Problem requirements ▸
The response should consist of the data reproduced word for word.

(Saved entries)
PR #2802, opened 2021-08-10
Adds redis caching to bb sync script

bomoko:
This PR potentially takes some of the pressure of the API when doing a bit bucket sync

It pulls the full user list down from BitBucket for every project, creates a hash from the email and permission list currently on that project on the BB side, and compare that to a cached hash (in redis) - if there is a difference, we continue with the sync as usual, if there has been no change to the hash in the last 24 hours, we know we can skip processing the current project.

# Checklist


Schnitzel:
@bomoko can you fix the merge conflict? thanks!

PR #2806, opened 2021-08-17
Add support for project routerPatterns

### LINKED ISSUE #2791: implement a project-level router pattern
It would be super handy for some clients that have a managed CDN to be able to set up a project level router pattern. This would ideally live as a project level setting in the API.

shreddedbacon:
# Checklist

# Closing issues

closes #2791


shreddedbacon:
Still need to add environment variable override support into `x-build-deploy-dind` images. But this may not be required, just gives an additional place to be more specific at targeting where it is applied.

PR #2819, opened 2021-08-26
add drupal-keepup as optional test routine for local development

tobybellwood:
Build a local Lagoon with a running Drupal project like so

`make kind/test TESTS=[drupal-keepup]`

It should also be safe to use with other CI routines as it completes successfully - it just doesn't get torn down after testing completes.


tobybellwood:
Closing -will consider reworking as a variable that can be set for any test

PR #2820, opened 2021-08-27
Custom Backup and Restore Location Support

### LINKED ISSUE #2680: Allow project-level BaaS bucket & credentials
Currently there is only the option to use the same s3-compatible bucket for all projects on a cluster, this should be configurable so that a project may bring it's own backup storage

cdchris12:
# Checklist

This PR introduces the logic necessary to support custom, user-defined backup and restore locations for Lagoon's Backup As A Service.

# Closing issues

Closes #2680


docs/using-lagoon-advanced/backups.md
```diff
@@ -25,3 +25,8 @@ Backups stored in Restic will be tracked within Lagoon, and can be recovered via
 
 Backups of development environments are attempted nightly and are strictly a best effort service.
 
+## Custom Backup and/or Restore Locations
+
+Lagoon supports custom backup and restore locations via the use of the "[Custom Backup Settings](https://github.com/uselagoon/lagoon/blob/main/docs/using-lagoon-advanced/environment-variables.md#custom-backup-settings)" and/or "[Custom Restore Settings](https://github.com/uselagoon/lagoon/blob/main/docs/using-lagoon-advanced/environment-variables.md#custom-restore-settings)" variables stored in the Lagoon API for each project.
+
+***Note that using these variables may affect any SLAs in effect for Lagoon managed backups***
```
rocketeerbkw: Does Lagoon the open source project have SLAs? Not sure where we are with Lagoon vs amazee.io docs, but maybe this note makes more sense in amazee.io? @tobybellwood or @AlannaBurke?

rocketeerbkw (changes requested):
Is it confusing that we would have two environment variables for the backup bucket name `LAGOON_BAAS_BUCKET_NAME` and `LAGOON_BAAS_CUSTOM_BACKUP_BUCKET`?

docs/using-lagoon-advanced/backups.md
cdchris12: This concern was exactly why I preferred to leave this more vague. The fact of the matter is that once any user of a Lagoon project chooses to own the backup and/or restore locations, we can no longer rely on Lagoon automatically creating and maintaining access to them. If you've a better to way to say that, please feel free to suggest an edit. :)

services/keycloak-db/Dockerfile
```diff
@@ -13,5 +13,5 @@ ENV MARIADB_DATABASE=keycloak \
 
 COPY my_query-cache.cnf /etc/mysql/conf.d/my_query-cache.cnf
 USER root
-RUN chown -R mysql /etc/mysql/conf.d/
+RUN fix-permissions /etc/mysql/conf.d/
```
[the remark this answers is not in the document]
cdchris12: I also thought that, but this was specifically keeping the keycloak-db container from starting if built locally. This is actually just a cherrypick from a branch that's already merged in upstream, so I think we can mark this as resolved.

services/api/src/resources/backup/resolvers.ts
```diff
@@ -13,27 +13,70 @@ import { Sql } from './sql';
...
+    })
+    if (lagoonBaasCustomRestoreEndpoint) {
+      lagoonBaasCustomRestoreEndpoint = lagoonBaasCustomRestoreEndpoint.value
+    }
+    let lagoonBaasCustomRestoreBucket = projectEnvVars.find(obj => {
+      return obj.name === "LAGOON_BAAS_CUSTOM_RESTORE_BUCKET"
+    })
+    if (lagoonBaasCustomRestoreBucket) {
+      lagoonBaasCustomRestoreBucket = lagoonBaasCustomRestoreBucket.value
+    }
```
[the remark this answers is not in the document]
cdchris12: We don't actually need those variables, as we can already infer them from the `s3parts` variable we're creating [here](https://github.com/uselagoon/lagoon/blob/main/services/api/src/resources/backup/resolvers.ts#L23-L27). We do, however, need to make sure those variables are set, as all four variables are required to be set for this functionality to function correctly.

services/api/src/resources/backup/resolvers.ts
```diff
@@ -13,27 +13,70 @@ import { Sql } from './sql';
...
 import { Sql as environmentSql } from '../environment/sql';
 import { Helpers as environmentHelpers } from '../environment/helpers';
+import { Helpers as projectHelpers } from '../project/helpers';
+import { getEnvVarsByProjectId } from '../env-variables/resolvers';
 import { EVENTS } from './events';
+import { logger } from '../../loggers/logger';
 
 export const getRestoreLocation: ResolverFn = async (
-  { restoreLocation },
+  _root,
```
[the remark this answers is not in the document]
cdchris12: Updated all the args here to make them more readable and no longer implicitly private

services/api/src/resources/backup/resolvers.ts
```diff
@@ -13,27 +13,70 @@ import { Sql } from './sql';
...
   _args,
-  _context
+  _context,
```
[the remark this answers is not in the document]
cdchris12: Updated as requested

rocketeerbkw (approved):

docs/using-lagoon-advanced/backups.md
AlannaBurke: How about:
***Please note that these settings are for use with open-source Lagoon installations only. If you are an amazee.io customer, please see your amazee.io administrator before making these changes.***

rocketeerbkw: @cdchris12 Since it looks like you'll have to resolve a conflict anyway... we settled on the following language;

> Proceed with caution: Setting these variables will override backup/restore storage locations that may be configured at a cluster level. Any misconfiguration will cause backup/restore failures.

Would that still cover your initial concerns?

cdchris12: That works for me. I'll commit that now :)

Response area ▸
PR #2802, opened 2021-08-10
Adds redis caching to bb sync script

bomoko:
This PR potentially takes some of the pressure of the API when doing a bit bucket sync

It pulls the full user list down from BitBucket for every project, creates a hash from the email and permission list currently on that project on the BB side, and compare that to a cached hash (in redis) - if there is a difference, we continue with the sync as usual, if there has been no change to the hash in the last 24 hours, we know we can skip processing the current project.

# Checklist


Schnitzel:
@bomoko can you fix the merge conflict? thanks!

PR #2806, opened 2021-08-17
Add support for project routerPatterns

### LINKED ISSUE #2791: implement a project-level router pattern
It would be super handy for some clients that have a managed CDN to be able to set up a project level router pattern. This would ideally live as a project level setting in the API.

shreddedbacon:
# Checklist

# Closing issues

closes #2791


shreddedbacon:
Still need to add environment variable override support into `x-build-deploy-dind` images. But this may not be required, just gives an additional place to be more specific at targeting where it is applied.

PR #2819, opened 2021-08-26
add drupal-keepup as optional test routine for local development

tobybellwood:
Build a local Lagoon with a running Drupal project like so

`make kind/test TESTS=[drupal-keepup]`

It should also be safe to use with other CI routines as it completes successfully - it just doesn't get torn down after testing completes.


tobybellwood:
Closing -will consider reworking as a variable that can be set for any test

PR #2820, opened 2021-08-27
Custom Backup and Restore Location Support

### LINKED ISSUE #2680: Allow project-level BaaS bucket & credentials
Currently there is only the option to use the same s3-compatible bucket for all projects on a cluster, this should be configurable so that a project may bring it's own backup storage

cdchris12:
# Checklist

This PR introduces the logic necessary to support custom, user-defined backup and restore locations for Lagoon's Backup As A Service.

# Closing issues

Closes #2680


docs/using-lagoon-advanced/backups.md
```diff
@@ -25,3 +25,8 @@ Backups stored in Restic will be tracked within Lagoon, and can be recovered via
 
 Backups of development environments are attempted nightly and are strictly a best effort service.
 
+## Custom Backup and/or Restore Locations
+
+Lagoon supports custom backup and restore locations via the use of the "[Custom Backup Settings](https://github.com/uselagoon/lagoon/blob/main/docs/using-lagoon-advanced/environment-variables.md#custom-backup-settings)" and/or "[Custom Restore Settings](https://github.com/uselagoon/lagoon/blob/main/docs/using-lagoon-advanced/environment-variables.md#custom-restore-settings)" variables stored in the Lagoon API for each project.
+
+***Note that using these variables may affect any SLAs in effect for Lagoon managed backups***
```
rocketeerbkw: Does Lagoon the open source project have SLAs? Not sure where we are with Lagoon vs amazee.io docs, but maybe this note makes more sense in amazee.io? @tobybellwood or @AlannaBurke?

rocketeerbkw (changes requested):
Is it confusing that we would have two environment variables for the backup bucket name `LAGOON_BAAS_BUCKET_NAME` and `LAGOON_BAAS_CUSTOM_BACKUP_BUCKET`?

docs/using-lagoon-advanced/backups.md
cdchris12: This concern was exactly why I preferred to leave this more vague. The fact of the matter is that once any user of a Lagoon project chooses to own the backup and/or restore locations, we can no longer rely on Lagoon automatically creating and maintaining access to them. If you've a better to way to say that, please feel free to suggest an edit. :)

services/keycloak-db/Dockerfile
```diff
@@ -13,5 +13,5 @@ ENV MARIADB_DATABASE=keycloak \
 
 COPY my_query-cache.cnf /etc/mysql/conf.d/my_query-cache.cnf
 USER root
-RUN chown -R mysql /etc/mysql/conf.d/
+RUN fix-permissions /etc/mysql/conf.d/
```
[the remark this answers is not in the document]
cdchris12: I also thought that, but this was specifically keeping the keycloak-db container from starting if built locally. This is actually just a cherrypick from a branch that's already merged in upstream, so I think we can mark this as resolved.

services/api/src/resources/backup/resolvers.ts
```diff
@@ -13,27 +13,70 @@ import { Sql } from './sql';
...
+    })
+    if (lagoonBaasCustomRestoreEndpoint) {
+      lagoonBaasCustomRestoreEndpoint = lagoonBaasCustomRestoreEndpoint.value
+    }
+    let lagoonBaasCustomRestoreBucket = projectEnvVars.find(obj => {
+      return obj.name === "LAGOON_BAAS_CUSTOM_RESTORE_BUCKET"
+    })
+    if (lagoonBaasCustomRestoreBucket) {
+      lagoonBaasCustomRestoreBucket = lagoonBaasCustomRestoreBucket.value
+    }
```
[the remark this answers is not in the document]
cdchris12: We don't actually need those variables, as we can already infer them from the `s3parts` variable we're creating [here](https://github.com/uselagoon/lagoon/blob/main/services/api/src/resources/backup/resolvers.ts#L23-L27). We do, however, need to make sure those variables are set, as all four variables are required to be set for this functionality to function correctly.

services/api/src/resources/backup/resolvers.ts
```diff
@@ -13,27 +13,70 @@ import { Sql } from './sql';
...
 import { Sql as environmentSql } from '../environment/sql';
 import { Helpers as environmentHelpers } from '../environment/helpers';
+import { Helpers as projectHelpers } from '../project/helpers';
+import { getEnvVarsByProjectId } from '../env-variables/resolvers';
 import { EVENTS } from './events';
+import { logger } from '../../loggers/logger';
 
 export const getRestoreLocation: ResolverFn = async (
-  { restoreLocation },
+  _root,
```
[the remark this answers is not in the document]
cdchris12: Updated all the args here to make them more readable and no longer implicitly private

services/api/src/resources/backup/resolvers.ts
```diff
@@ -13,27 +13,70 @@ import { Sql } from './sql';
...
   _args,
-  _context
+  _context,
```
[the remark this answers is not in the document]
cdchris12: Updated as requested

rocketeerbkw (approved):

docs/using-lagoon-advanced/backups.md
AlannaBurke: How about:
***Please note that these settings are for use with open-source Lagoon installations only. If you are an amazee.io customer, please see your amazee.io administrator before making these changes.***

rocketeerbkw: @cdchris12 Since it looks like you'll have to resolve a conflict anyway... we settled on the following language;

> Proceed with caution: Setting these variables will override backup/restore storage locations that may be configured at a cluster level. Any misconfiguration will cause backup/restore failures.

Would that still cover your initial concerns?

cdchris12: That works for me. I'll commit that now :)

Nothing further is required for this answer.